Antibubbles are ephemeral objects composed of a liquid drop encapsulated by a thin gas shell immersed in a liquid medium. When the drop is made of a volatile liquid and the medium is superheated, the gas shell inflates at a rate governed by the evaporation flux from the drop. This thermal process represents an alternate strategy for delaying the antibubble collapse. We model the dynamics of such “thermal” antibubbles by incorporating to the film drainage equation the heat-transfer-limited evaporation of the drop, which nourishes the gas shell with vapor, as for Leidenfrost drops. We demonstrate that the inflation of the gas shell is drastically inhibited by the thermalization of the initially colder drop. Because of this thermalization effect, smaller drops evaporate much faster than larger ones.

Figure 1

Thermal antibubble: the heat provided by the hot bath is used for both evaporating and thermalizing the initially cold drop. The generated vapor, while draining from bottom to top, delays the antibubble collapse.

Figure 2

Snapshot series every 24 ms presenting the motion of a thermal antibubble made of an HFE-7100 droplet released into a bath of V20 silicone oil heated at $T_b=120°\mathrm{C}$. The change of direction occurs 203 ms after the first image, i.e. between the ninth and the tenth snapshots. Inset: snapshot series presenting the formation of the thermal antibubble in the same conditions. A satellite thermal antibubble is seen to be formed within the “tail” of the main one.

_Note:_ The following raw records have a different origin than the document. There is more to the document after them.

PR #8369, opened 2026-09-22
Precompute constant tag hashes as literals (stacked on #8368)

front-depiction:
Stacked on #8368 (which includes #8360). Only the last commit is new here: "Precompute constant tag hashes as literals".

**What.** Several `[Hash.symbol]` implementations rehashed a constant tag name on every call: `Hash.string("Some")`, `Hash.string(this._tag)` for `Fail`/`Die`, `Hash.string("HashMap")`, `Hash.string(options.op)` for `Exit`, and so on. Some built a template string first (`` `${this._tag}:${this.waiting}` ``, `` `Named:${this.id}` ``). Each of these is now a numeric literal computed once, at authoring time.

**How.** Literals replace the calls in `Option`, `Result`, `Exit`, the `Fail`/`Die`/`Interrupt` reasons, `DateTime` zones, `NetAddress`, `AsyncResult` (a table over tag × `waiting`), `HashMap`, `HashSet`, `Trie`, `Graph` (including its `directed`/`undirected` type), and the `Map`/`Set`/`Invalid Date`/`[Circular]` constants in `Hash`. Each literal carries a comment naming the string it stands for.

**Why.** A constant subexpression evaluated on every call is work a partial evaluator would fold; here it's folded by hand, so there is no runtime cost left, not even at module initialization. Hash values are unchanged, except `Interrupt` and `DateTime` zones: those now combine the tag literal with the id or offset instead of hashing a freshly built string, so they no longer allocate per call.

**Guard.** A test (`Hash > precomputed tag hashes > match the hashes of their tag names`) recomputes every literal from its name through the public API, so a wrong literal fails CI. Changing one literal by one makes it fail.

No public API changes.


front-depiction:
Closing: measured no speed benefit, and the literal hashes compress worse than the calls they replace (+58 B gzip on basic.ts). #8368 stays as the single PR.

PR #8370, opened 2026-09-22
Stop shipping module-init work that programs never use

front-depiction:
Lets bundlers drop several module-init-time tables and prototype objects when the module they belong to is imported but the feature they back is never used.

Rollup can only remove a top-level `const` when it can prove the initializer has no side effects. Two expression shapes defeat that proof every time: a top-level loop that fills a table (a loop is a side effect it has to run), and a spread of another value's own properties or a member read off a call result (it can't prove a spread is getter-free, or that a call has no side effects, so it keeps the call and everything it pulls in). Several modules built their internal state this way, so importing anything from them paid for the whole thing regardless of whether it was ever used.

- **`Mime`**: the extension/type lookup tables were built by top-level `for` loops over the MIME database at module evaluation. Any import of the module ran the loops and kept the tables reachable. They're now built lazily, on first lookup, behind a `getTables()` accessor.
- **`SchemaRepresentation`**: the check annotation schema was defined as `...RepresentationAnnotationSchema.fields`. The spread keeps `RepresentationAnnotationSchema` (and its schema fields) reachable, since Rollup can't prove the spread never reads a getter. It now lists the two fields (`id`, `payload`) directly, with no spread.
- **`HttpRouter.disableLogger`**, SQL's `StatementProto`, and the internal prototype objects backing **`ai/Toolkit`**, **`cli/Prompt`**, and **`process/ChildProcess`** all ended their top-level `const` in a trailing member read or spread on a call result — `middleware(...).layer`, `...Effectable.Prototype(...)`. Wrapping each in an immediately invoked function expression turns the initializer into a single call. `babel-plugin-annotate-pure-calls`, which the build already runs (`babel dist --plugins annotate-pure-calls`), marks that call `@__PURE__` for exactly this shape (a call in assignment position, executed during initialization), so Rollup can drop the whole binding when nothing references it. Each wrapped body builds and returns a fresh object and has no other observable effect, so the annotation is honest, not a workaround. One exception: `disableLogger`'s body constructs a `MiddlewareImpl`, which increments the module-private `middlewareId` counter. That counter only makes context keys unique, and middleware order comes from insertion order, not from the id. Dropping an unused `disableLogger` therefore changes only internal key strings.

Bundle size changes for the CI fixtures are in the bundle-size comment below.

## Test plan

- [x] `vitest` for every touched module's tests (`Mime`, `SchemaRepresentation`, `HttpRouter`, SQL `Statement`, `ai/Toolkit` (via `Tool`, `Chat`, `LanguageModel*`, `Response`), `cli/Prompt`, `process/ChildProcess`) plus the two new regression tests (`HttpRouter.disableLogger`, `Statement`/`StatementProto`): 275 tests in 14 files, all passing
- [x] `tsc -b` clean
- [x] `oxlint` and `dprint check` clean on every touched file
- [x] All 33 bundle fixtures measured base vs. head: no fixture larger (see the CI bundle-size comment)
- Perf: skipped — none of the touched code paths are hot; `Mime`, SQL `Statement`, and `HttpRouter`'s `disableLogger` are one-time module-init construction, and the three additional candidates are the same shape (a prototype object built once, not per-call)


packages/effect/src/http/Mime.ts
```diff
@@ -7,27 +7,44 @@
...
-    if (index === 0) {
-      typeToExtension.set(type, extension)
-    }
-    if (!starred) {
-      extensionToType.set(extension, type)
+// Built on first lookup rather than at module evaluation, so bundles that import this
+// module without calling a lookup can drop the tables and the MIME data they index.
+let tables: Tables | undefined
+
+const getTables = (): Tables => {
```
tim-smart, line 20: Will just keep the mime changes please

PR #8374, opened 2026-09-22
Fix Stream losing elements and hanging in share/broadcast, concurrent mapEffect and callback

front-depiction:
Five bug fixes, three performance changes to `Stream`/`Sink`, one commit each. Order, failure and interruption are unchanged except where a fix corrects the result: `Stream.share`'s first consumer sees every element, late `share`/`broadcast`/`broadcastN` subscribers end, a synchronous throw in concurrent `mapEffect` fails the stream, a failing `callback` registration fails the stream, and the crash in 4 returns the full result. One timing effect: a never-suspending loop takes fewer run-loop steps/element, so an interrupt lands later.

## Summary

| # | change | kind | complexity | result |
|---|---|---|---|---|
| 1 | `Stream.share` loses elements and hangs; late subscribers of `Stream.broadcast` / `broadcastN` / `share` hang | bug fix | per pull: one extra run-loop step | lost elements and hangs → every element, every subscriber ends |
| 2 | concurrent `Stream.mapEffect` (and `tap`, `tapBoth`, `bindEffect`, `partitionEffect`, `Channel.tap`) hangs when `f` throws | bug fix | per element: one extra run-loop step | hang → fails like `Effect.die` |
| 3 | `Stream.callback` (and `Channel.callbackArray`) hangs when the registration effect fails or dies | bug fix | per stream: one `catchCause` | hang → fails with the registration's cause |
| 4 | `Sink.collect`, `Sink.take`, `Stream.mapAccum` (and `groupedWithin`) throw `RangeError` on large chunks | bug fix | stack use O(chunk size) → O(1) | `RangeError` at 1M elements → correct result |
| 5 | `Stream.forever` / `Stream.repeat` slow down and leak with every repetition | bug fix | time O(n²) → O(n); memory O(n) → O(1) | 308× / 224× faster at 16k repetitions; ~1.4 KB → ~4 B retained per repetition |
| 6 | `Stream.concat` chains run as one flat sequence | algorithmic | O(n²) → O(n) | 68.8× at 1k, 624× at 10k concatenations |
| 7 | sequential `Stream.mapEffect` (and `tap`, `flattenEffect`) in one stage | constant factor, engine-sensitive | O(n), unchanged | 1.51× flat across 1k / 10k / 100k |
| 8 | effectful folds: `Sink.reduceWhileEffect` (and `reduceEffect`, `findEffect`), `Sink.takeWhileEffect` (and `takeUntilEffect`), `Sink.takeWhileFilterEffect`, `Channel.runFoldEffect` | constant factor | O(n), unchanged | 1.19–3.18× faster; 137–550 B less memory per element at chunk size 1 |

Costs: `share` 2–4% slower/pull (one-element chunks; five paired: 1.8%, 2.1%, 3.0%, 3.5%, 4.1%; same-side control 1.003× [0.987, 1.014]), 0 B more/element; concurrent `mapEffect` 136 B more/element (~3 KB/fiber), time at noise floor — paired 0.96×–1.05×, same-side 0.95×–1.10×; `collect`/`take` unchanged; `callback` +848 B/stream, 0 B/element, 0.97× [0.95, 1.00] at 100k and at the µs limit below; fusion in 7: 0.98× [0.97, 0.99] and 0.98× [0.96, 1.01] on concurrent `mapEffect` before fix 2.

Growth factors: larger-size time ÷ smaller, per side, confirming complexity class. Multiples: base ÷ head — below 1× is slower.

## 1. `Stream.share` loses elements, late subscribers hang (bug fix)

Two lost wake-ups: `share` started upstream before its first consumer subscribed — at budgets 3–64, `share(Stream.make(1, 2, 3))`'s first consumer missed elements or never ended at 53 of 62 (`broadcast`: 16 of 62); its end was only a message to subscribers, so late `broadcast`/`share(idleTimeToLive)` subscribers, or `dropping`-dropped ones (also `broadcastN`), never ended. Fix: one hub owns subscriptions/upstream, subscribing then starting in one uninterruptible step, storing the result as its state before the end publishes. Class: lost wake-up / parent-guarantee re-check.

- 9 new tests (budgets 3–64, 3–12×0–16, 3–6×0–90) fail base, pass head; deliberate breaks (ordering/timing/missing `uninterruptible`) each fail a test, the last stalling every later consumer (2/364 points).
- Base-vs-head probe, 14 scenarios (budgets 2048/5; 2 consumers, capacity 1): identical except fixed cases (`share`+`take(2)`@5: `[3]`→`[1,2]`; late `broadcast`: hang→`[]`/failure).

| case (one-element chunks, capacity 16) | base growth, 1k → 10k → 100k | head growth | multiples at 1k, 10k, 100k (95% CI) |
|---|---|---|---|
| `share` + `runCount` | ×9.9, ×10.1 | ×9.9, ×10.1 | 0.97× [0.96, 0.97], 0.98× [0.97, 0.99], 0.97× [0.95, 0.99] |
| `broadcastN` (n = 1) + `runCount` | ×9.9, ×10.2 | ×9.9, ×10.2 | 1.00× [0.99, 1.01], 1.00× [0.97, 1.01], 0.98× [0.97, 1.00] |

- Cost: hub-state read (one run-loop step/pull) costs 2–4% on one-element chunks (3% of 66 ms/100k pulls ≈ 20 ns/pull); dropping it recovers 3.3% on 64-element chunks (0.967× [0.957, 0.989]) — same-side 1.01× [1.00, 1.01], 1.00× [0.97, 1.01], 1.00× [0.99, 1.01], above noise. Allocation: 3,377 → 3,381 B at 1k, 2,079.6 → 2,080.0 B at 10k (~3.5 KB fixed, 0 B/element).

## 2. Concurrent `Stream.mapEffect` hangs when `f` throws (bug fix)

Above `concurrency: 1`, `mapEffect` called `f` in its pull loop and forked the result; a throw failed that loop, waiting behind in-flight effects (joins ordered, permits unordered), hanging if one never completed — `Effect.die` failed instantly. Fix: `f` runs inside the forked fiber (`runFork(Effect.suspend(() => f(value, index)))`), taking `die`'s path; `tap`, `tapBoth`, `bindEffect`, `partitionEffect`, `Channel.tap` share it. Class: per-call invariant.

- 2 new tests (ordered/unordered, `concurrency: 3`, `f` throws at element 2 while element 1 never completes) fail base (`TestClock` timeout), pass head: defect, interrupt at element 1, upstream release, `die`-matching log; deliberate breaks (ordered/unordered reverted, unordered suspending `handle(f(…))` not `f`) each fail the matching test.
- Base-vs-head probe, 16 forms (6 settings × combinators above, ordered/unordered + sequential): 14 hang on base, match `die` here (interrupted, released); the 2 already matching unchanged.

| case (`concurrency: 4`) | base growth, 1k → 10k → 100k | head growth | multiples at 1k, 10k, 100k (95% CI) |
|---|---|---|---|
| ordered | ×19.0, ×8.1 | ×18.2, ×8.2 | 0.982× [0.978, 0.992], 1.04× [0.99, 1.13], 0.988× [0.954, 0.998] |
| `unordered: true` | ×9.9, ×10.2 | ×10.1, ×10.2 | 0.994× [0.966, 0.995], 0.959× [0.946, 0.981], 0.977× [0.970, 0.982] |

- Cost: one `suspend`+closure/element, 136 B more (interpreted 1k: 4,234 → 4,370 B ordered, 3,583 → 3,719 B unordered; optimized 10k: +131 B ordered, +135 B unordered). At noise floor: paired 0.96×–1.05×, same-side 0.95×–1.10× (ordered 100k: 0.99× [0.97, 1.10] head-vs-head, 1.00× [0.95, 1.11] base-vs-base). ×19 step 1k→10k ordered, both sides; not investigated.

## 3. `Stream.callback` hangs when registration fails (bug fix)

`callback` (and `Channel.callbackArray`) forks the registration effect but never reads its result: a failed/died registration before ending the queue left the stream waiting forever (a throw already failed it). Fix: the queue owns the outcome — registration failure fails it (`catchCause(cause => Queue.failCause(queue, cause))`); offered elements emit, success leaves it open. Class: parent-guarantee re-check.

| deleted | what it compensated for | what carries it now |
|---|---|---|
| nothing; one arrow added: the registration's failure → the queue | the stream had no reader for the registration's exit | the queue, which the pull already reads |

- 3 new tests: failure after offered elements fails the stream after them; die/throw/`callbackArray` die → same `Exit.die`; success keeps it open (first two fail base via `yieldNow`+poll). Deliberate breaks (no relay; ending not failing it) fail 2 tests each; success-ending fails the third.
- Base-vs-head probe, 10 cases (various fail/die/throw/queue-state combinations): identical except the 3 fixed cases (hang→fail); finalizer logs match.
- Cost: one `catchCause`/stream — 848 B/stream (interpreted, 99.5 → 100.4 B/element at 1k), nothing/element; 0.97× [0.95, 1.00] at 100k, 2–11 µs at 10/1,000 elements (timer resolution). `onError` cost 1,488 B with no reader for its re-failure; `catchCause` was used.

## 4. Stack overflow on large chunks (bug fix)

`xs.push(...ys)` passes every element as an argument, overflowing the stack for large `ys` (Node 24: 120,000 succeeded, 150,000 threw); `fromIterable(array)` emits the array as one chunk, so `collect`, `take(n)` (n ≥ chunk length), `groupedWithin`, and a large `mapAccum` step threw at 1M elements. Fix: `collect`/`take` spread up to 8,192 elements (default 4,096), slicing larger ones in 8,192-element pieces; `mapAccum` loops instead.

- 3 new tests on a 1M-element chunk fail base (`RangeError`), pass head; base-vs-head probe (chunk boundaries, `transduce`, `groupedWithin`, edge inputs, `mapAccum` variants) identical except 1M cases (now full/ordered).

| case | base growth | head growth | multiples (95% CI) |
|---|---|---|---|
| `Sink.collect`, 1k → 10k → 100k → 1M | ×7.1, ×37.0, ×9.8 | ×7.2, ×35.0, ×8.6 | 1.02× [0.99, 1.05], 0.99× [0.92, 1.15], 0.99× [0.93, 1.06], 1.18× [0.82, 1.32] |
| `Sink.take`, 1k → 10k → 100k | ×7.2, ×10.7 | ×7.2, ×10.1 | 0.98× [0.46, 1.12], 1.02× [0.80, 1.06], 1.03× [1.00, 1.06] |
| `mapAccum`, 1k → 10k → 100k → 1M | ×10.0, ×11.0, ×9.2 | ×8.9, ×16.7, ×7.0 | 2.18× [2.13, 2.21], 2.46× [2.43, 2.47], 1.60× [1.59, 1.61], 2.09× [2.08, 2.14] |
| `mapAccum`, running sum kept small | ×10.1, ×9.8, ×9.5 | ×9.7, ×9.6, ×9.4 | 1.84× [1.79, 1.85], 1.92× [1.89, 1.99], 1.95× [1.93, 1.98], 1.95× [1.75, 2.22] |

- `collect`/`take`: no speed claim: every CI to 100k includes 1×; the ×35–37 step in `collect` (10k→100k) appears on both sides, not investigated.
- `mapAccum` is faster everywhere via a spread-to-loop swap, so engine-sensitive: the head's ×16.7 step (10k→100k) coincides with the running sum leaving V8's small-int range at 65,536; kept small, both grow linearly, multiple flat.

## 5. `Stream.forever` / `Stream.repeat` slow down and leak (bug fix)

`forever`/`repeat` implemented `X = s ++ X` as `concatWith(self, () => forever(self))`, nesting an O(n) layer per repetition. Fix: one loop over a single pull — close scope, step schedule, fork new scope, repeat; `concatWith` unchanged. Class: hylo.

| case | predicted | base growth | head growth | multiples (95% CI) |
|---|---|---|---|---|
| `forever`, `take` 1k → 4k → 16k | base ×16 per 4×, head ×4 | ×17.1, ×17.5 | ×3.7, ×4.0 | 15.2× [14.8, 15.7], 69.8× [68.8, 70.2], 308× [281, 323] |
| `repeat(Schedule.forever)`, same sizes | base ×16 per 4×, head ×4 | ×14.7, ×21.3 | ×4.0, ×4.1 | 11.5× [11.3, 11.9], 43.4× [42.5, 43.8], 224× [216, 227] |

| deterministic measure | predicted | base | head |
|---|---|---|---|
| run-loop operations, `forever`, 1k → 2k repetitions | base ×4, head ×2 | ×3.93 | ×2.00 |
| run-loop operations, `repeat`, 1k → 2k repetitions | base ×4, head ×2 | ×3.90 | ×2.00 |
| retained heap per repetition, `forever` (1k → 16k, after full GC) | base grows, head ≈ control | 1,440 B | 3.9 B |
| retained heap per repetition, `repeat` | base grows, head ≈ control | 1,380 B | 3.9 B |
| retained heap per element, control (plain infinite stream) | ≈ constant | 5.2 B | 4.2 B |

- Operation-count tests fail base, pass head; release-order/schedule-metadata pass both, fail under a break; base-vs-head probes (23 cases incl. `recurs(0/3)` + 13 interruption cases) identical.
- Base `repeat` growth ×21.3 at 4k→16k, above quadratic ×16, not investigated.

## 6. `Stream.concat` as one flat sequence (algorithmic)

`concat(a, b)` was `flatten(fromArray([a, b]))`: each concat added a flatten layer, so `n` concatenations cost O(n²). Associative, so concat now collects its tree's leaves once (explicit stack) into a single `flatten`; two non-concat streams run the old pipeline. Class: quadratic assoc.

| case | predicted | base growth | head growth | multiple (95% CI) |
|---|---|---|---|---|
| left-nested chain, 1k → 10k | base ×100, head ×10 | ×87.9 | ×9.8 | 68.8× [68.4, 70.2], 624× [588, 634] |

| case | multiple (95% CI) |
|---|---|
| 100 concatenations, left-nested | 10.54× [10.26, 10.76] |
| 100 concatenations, right-nested | 9.56× [9.40, 9.69] |
| 1,000 concatenations, left-nested | 65.85× [65.25, 66.71] |
| build and run a 10-part chain each time | 2.47× [2.40, 3.70] |
| one concat of two 5k ranges | 1.02× [0.98, 1.06], unchanged |
| one concat of two small streams | 0.98× [0.97, 1.02], unchanged |

- New tests on 1,000-part concatenations (left/right/balanced) check order, release timing, mid-chain failure, reuse, scoping — pass both; base-vs-head probe (1,000-deep nesting, failure/defect/interruption/laziness) identical elements, acquire/emit/release logs.

## 7. Sequential `Stream.mapEffect` in one stage (constant factor)

Sequential `mapEffect` (also `tap`, `flattenEffect`) was three pull stages — flatten to elements, run the effect, rewrap as one-element arrays. Now one stage (fusion), still one element/chunk; concurrent path unchanged apart from a shared check. Same O(n): a constant-factor gain.

| case | base growth | head growth | multiple (95% CI) |
|---|---|---|---|
| `mapEffect`, 1k → 10k → 100k | ×9.7, ×10.0 | ×9.8, ×9.9 | 1.51× [1.36, 1.53], 1.51× [1.48, 1.54], 1.52× [1.50, 1.53] |

| case | multiple (95% CI) |
|---|---|
| `mapEffect`, 10k one-element chunks | 1.42× [1.39, 1.43] |
| `tap`, 10k | 1.34× [1.33, 1.37] |
| `flattenEffect`, 10k | 1.46× [1.43, 1.47] |
| `mapEffect`, `concurrency: 4` | 0.98× [0.97, 0.99]; an earlier run 0.98× [0.96, 1.01] |
| `filterEffect` (does not use `mapEffect`) | 0.97× [0.90, 1.01], unchanged |

- New tests (effect order, per-run index restart, one element/chunk, failure/interruption/`tap` cases) pass both; base-vs-head probe (all concurrency settings, failure/nesting/async/interruption variants) identical output, effect/pull/release logs.

## 8. Effectful folds: one step per element (constant factor)

`whileLoop` runs one effect/element, handing the result to `step`; `Sink` folds instead wrapped each element in `suspend`+`flatMap`+a continuation duplicating `step`'s job, and `takeWhileEffect` also built a map+tuple/element. Now the body calls the user function, `step` updates state; a stopped fold sets a flag the loop checks next call. Class: hylo.

| case | chunk size | base growth, 1k → 10k → 100k | head growth | multiples at 1k, 10k, 100k (95% CI) |
|---|---|---|---|---|
| `reduceWhileEffect` | 4096 | ×10.1, ×9.4 | ×10.0, ×9.6 | 2.02× [2.00, 2.05], 2.04× [1.96, 2.07], 2.01× [1.96, 2.05] |
| `reduceWhileEffect` | 1 | ×11.3, ×11.7 | ×10.1, ×11.6 | 1.40× [1.33, 1.45], 1.35× [1.11, 1.82], 1.34× [1.08, 1.74] |
| `takeWhileEffect` | 4096 | ×9.9, ×10.4 | ×9.7, ×10.6 | 3.14× [3.08, 3.18], 3.18× [3.13, 3.31], 3.14× [3.00, 3.17] |
| `takeWhileEffect` | 1 | ×10.5, ×9.6 | ×10.6, ×9.8 | 1.68× [1.59, 1.82], 1.65× [1.38, 1.77], 1.64× [1.60, 1.73] |
| `takeWhileFilterEffect` | 4096 | ×10.0, ×9.8 | ×9.8, ×10.4 | 1.92× [1.81, 2.00], 1.99× [1.92, 2.04], 1.86× [1.68, 1.93] |
| `takeWhileFilterEffect` | 1 | ×10.0, ×10.6 | ×9.9, ×10.4 | 1.30× [1.18, 1.36], 1.28× [1.28, 1.39], 1.34× [1.28, 1.41] |

| bytes per element (1k → 100k slope) | chunk size 1, base → head | chunk size 4096, base → head |
|---|---|---|
| `reduceWhileEffect` | 650 → 449 B | 49.8 → 49.8 B |
| `takeWhileEffect` | 1,017 → 471 B | 413 → 70 B |
| `takeWhileFilterEffect` | 705 → 503 B | 102 → 101 B |

- Linear growth confirmed for time/memory (savings exceed prediction — each removed step also carried a closure or arguments object); new tests (mid-chunk stop, failures/throws, interruption) pass both, each deliberate break fails a test; base-vs-head probes (1,200 sink + 1,080 scoped-resource cases, incl. mid-chunk stop while upstream holds a resource) identical.
- Timing: a never-suspending fold, interrupted from another fiber, folded 509 elements on base and 2,035 on head before the interrupt landed.

`Channel.runFoldEffect` gets the same change (fold state updated in `whileLoop`'s `step` instead of `map`ping each result):

| `Channel.runFoldEffect` | chunk size 1 | chunk size 4096 |
|---|---|---|
| time at 1k / 10k / 100k | 1.23× / 1.22× / 1.19× | within noise |
| bytes per element, base → head | 827 → 690 B | 49.8 → 49.8 B |
| run-loop steps per 100k elements | fewer by one continuation per element | 100,339 → 100,288 (−0.05%) |

- At chunk 4096, paired runs read 0.90–0.99×: an engine artifact — deterministic-compilation flags narrow the gap to <0.1% CPU time; alone, this fold's background compilation sometimes settles ~0.7% heavier, disappearing once other folds share the call site.

## Questions for review

- **`Stream.broadcast` start.** Starts the upstream at creation, dropping pre-subscription elements unless `replay` keeps them (documented example does); starting on first subscription instead, as `share` does, would change upstream timing — left unchanged.
- **`Channel.embedInput` defects.** A throw in the input function fails the channel; a forked-fiber die drops like any `forkIn` fiber, hanging a waiting `self`. Fix needs a race per pull, a `merge` (queue hop/element — per-pull checks can't wake it), or running it inside the fork (dropping throws too, free); both change public behavior — which one?
- **`Stream.toPubSubTake` end.** Its end is a published `PubSub` message — a late subscriber, or one `dropping` drops, waits forever (section 1's hub no longer uses it); it has no state for the end — keeping it in the replay buffer or shutting it down after changes what subscribers see — left unchanged.

## Method

Node v24.3.0 (V8 13.6), Apple M4 Pro. Sections 1–3: paired CPU-time runs, base/head, fresh processes, ABAB, 7 rounds, one run/sample, median of ratios w/ bootstrap 95% CI, `--no-concurrent-recompilation` (load avg 18–45); `Stream.ts`/`Channel.ts` byte-identical to `upstream/main`. `runtimeperf`: base/head alternate, 5 rounds, 300ms/100ms warmup, bootstrap 95% CI (incl. 1×=unchanged); growth factors: one fixed batch size/size. Load avg 16–26/14 cores; pairing cancels most. Section 5: built `dist` output (load avg 19–36); memory=V8 young-gen bytes (1 GiB semi-space, no in-window GC), as slope over repeated runs.


tim-smart (changes requested):
One focused change per PR please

The scale bar applies to all snapshots.

Figure 3

Normalized thermal antibubble volume as a function of time for different $\mathrm{\Delta }T$. Thick dashed lines represent the model output, adjusted to the particular experiment represented with filled circles. The thin crosses correspond to additional experiments. Thick dotted lines are the model output without the thermalization term ($\mathrm{\Lambda }=0$). Inset: all of the non-normalized experimental data for $\mathrm{\Delta }T=59$ and 79 K.

Figure 4

Evolution of the thermal antibubble volume computed for $\mathrm{\Delta }T=79\mathrm{K}$, $k_v=14.4\mathrm{mW}/\mathrm{m}/\mathrm{K}$, and varying initial radius. Symbols are experimental results for two different radii.